Records:
PR #102, opened 2024-03-19
Cvss4

bobmcwhirter:


cvss/src/cvss4.rs
```diff
@@ -0,0 +1,510 @@
...
+            "{}",
+            match self {
+                Self::Network => 'N',
+                Self::Adjacent => 'A',
+                Self::Local => 'L',
+                Self::Physical => 'P',
+            }
+        )
+    }
+}
```
jcrossley3, line 119: Minor nit, but I like the local `use` to remove some of the match branch noise. (Ignore me if you were specifically using `Self::` for some other reason).

You have other places in this PR where you could do this, too. If you do it, only do it because you like it, not because I like it. :)

```suggestion
impl Display for AttackVector {
    fn fmt(&self, f: &mut Formatter<'_>) -> std::fmt::Result {
        use AttackVector::*;
        write!(
            f,
            "{}",
            match self {
                Network => 'N',
                Adjacent => 'A',
                Local => 'L',
                Physical => 'P',
            }
        )
    }
}
```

Task to complete: The answer must be every line of the data that holds the word "other".

Result of the task:
jcrossley3, line 119: Minor nit, but I like the local `use` to remove some of the match branch noise. (Ignore me if you were specifically using `Self::` for some other reason).
You have other places in this PR where you could do this, too. If you do it, only do it because you like it, not because I like it. :)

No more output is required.